Revisiting 1984, seventy-five years later 

Eric Arthur Blair, better known by his pen name George Orwell, was already dying when he arrived on the island of Jura. His lungs had been worsening for several years and tuberculosis was beginning to take hold. Despite his weak condition, Orwell was determined to finish what would be his final novel. The result was Nineteen Eighty-Four, published 75 years ago in 1949—the name being an inversion of the year in which Orwell spent writing the book. Six months later, he was dead, laid to rest at a quaint Oxfordshire church.  

Nineteen Eighty-Four is, then, the last words, the final warning, of a dead man walking. It must have been extremely physically painful for Orwell to write, beset by fits of bloody coughing and isolated in a draughty cottage on Scotland’s wind-swept West coast. In an earlier essay titled “Why I Write”, he described the process of writing a novel as “a horrible, exhausting struggle, like a long bout of some painful illness.” The irony of these words would not have been lost on the author. 

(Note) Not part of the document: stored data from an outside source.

PR #2477, opened 2015-06-18
Remove old useless scripts in /bin

davidread:


wardi:
big +1 from me

wardi:
This would let us remove the ckanclient dev dependency too. The only other thing I see using it is a couple tests of questionable value in ckan/tests/legacy/wsgi_ckanclient.py.

davidread:
Sounds good, I'll do it.

wardi:
@joetsoi can I steal the assignment from you? I'm itching to merge this

wardi:
love it

PR #2481, opened 2015-06-21
update to newest

roadlit:


roadlit:
rtest

joetsoi:
These look like changes that need to be either made in your own extensions, or if you're just doing translations, you should do them on transifex.

PR #2415, opened 2015-06-22
Allow uppercase letters in local part of email when sending user invitations

amercader:
* usernames must be lower case
* user invitations generate a random username from local part of the submitted email address and some random number.
* we shouldn't be assuming  that the localpart of an email is always lower case. https://en.wikipedia.org/wiki/Email_address

just needs a  .lower() in [`_get_random_username_from_email`](https://github.com/ckan/ckan/blob/9ab53fd540869570275547c9aa2741d013a8ae97/ckan/logic/action/create.py#L1093) and a relevant test.


amercader:
@joetsoi I took this off your hands as I was looking at the same code. Can you merge if you are happy?

Issue #2482, opened 2015-06-22
Package schema erroneously passed to resource_view_create when updating


metaodi:
The same issue as described in #2421, happens when updating a package here:
https://github.com/ckan/ckan/blob/master/ckan/logic/action/update.py#L364-366

I guess a similar fix should do the trick:
- Move this https://github.com/ckan/ckan/blob/master/ckan/logic/action/update.py#L375-376
- up some lines before calling `package_create_default_resource_views`

I didn't look at this in depth, but it failed for me in a custom harvester in CKAN 2.3, so a backport to 2.3 just like #2421 would be nice.

If I find the time, I can help with the PR:

wardi:
/me mutters something about https://github.com/ckan/ideas-and-roadmap/issues/53

metaodi:
Okay, here is the PR: #2484

rossjones:
This appears to have been fixed by https://github.com/ckan/ckan/pull/2503 
If this is not the case, please re-open this ticket.

PR #2484, opened 2015-06-22
[#2482] Remove schema before creating views

metaodi:


wardi:
This change doesn't make the current package_update code any worse, but it still relies on modifying the context dict passed. @amercader is there any reason we cant' only includes the keys actually needed by the package_create_default_resource_views and package_show? e.g.

```python
if data.get('resources'):
    logic.get_action('package_create_default_resource_views')(
        {'model': context.model, 'user': context.user},
        {'package': data})
```

amercader:
@wardi I've created https://github.com/ckan/ckan/pull/2503 with your suggested fix. Closing this one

Regardless of these challenges, Nineteen Eighty-Four was an immediate commercial success, a tribute to Orwell’s talent as a writer and the importance of his message. The novel was to be a literary bulwark against the rise of totalitarianism and the erosion of personal freedoms—in post-war Europe, the unthinkable brutality of Hitler and Stalin’s dictatorships could never be repeated. 

So, from the very first pages, Orwell’s ailing everyman, Winston Smith, struggles for his freedom, and ultimately his right to exist, against the omnipresent Big Brother. Smith is eventually found guilty of “thoughtcrime” by the forces of the state and is finally released—albeit only momentarily—after a long period of torture in the shadowy “Ministry of Love”. The author’s characteristically plain style of writing brings a crushing reality to the novel and is part of what makes it so difficult to put down as the reader follows Smith’s futile struggle. 

Contemporaries took the novel to be a direct critique of Stalinism and the Soviet Union, and the book enjoyed strong sales in the USA as a result. Orwell was, however, also heavily influenced by his own experiences of the Second World War in Britain. At the outset of War, the British government had introduced powerful legislation that effectively gave the state control over all aspects of civilian life, including censorship and an expansion of the death penalty. The writer found himself working at the BBC—his role being to counteract Nazi propaganda aimed at undermining the British Empire—and he based the “Ministry of Truth” of the novel on this experience. 

Orwell’s time as a cog in the formidable machine of the state had a marked effect on the author. He recognised that Britain had teetered on the brink of its own dictatorship but had pulled back from the precipice—although not before seeing up close just how smothering the control of the modern technological bureaucracy could really be. The bleak dystopia of Airstrip One had been narrowly avoided in Britain while other nations were not so lucky. 

Three-quarters of a century later, the adjective Orwellian is bandied around freely across the political spectrum and anything deemed restrictive can be said to be “literally 1984.” But calling upon the horrors of Orwell’s dystopia is the heaviest of accusations. As state power and surveillance technology continues to advance worldwide, it remains important that the warnings of Nineteen Eighty-Four are heeded. As Winston writes in his diary: “Freedom is the Freedom to say that two plus two makes four.”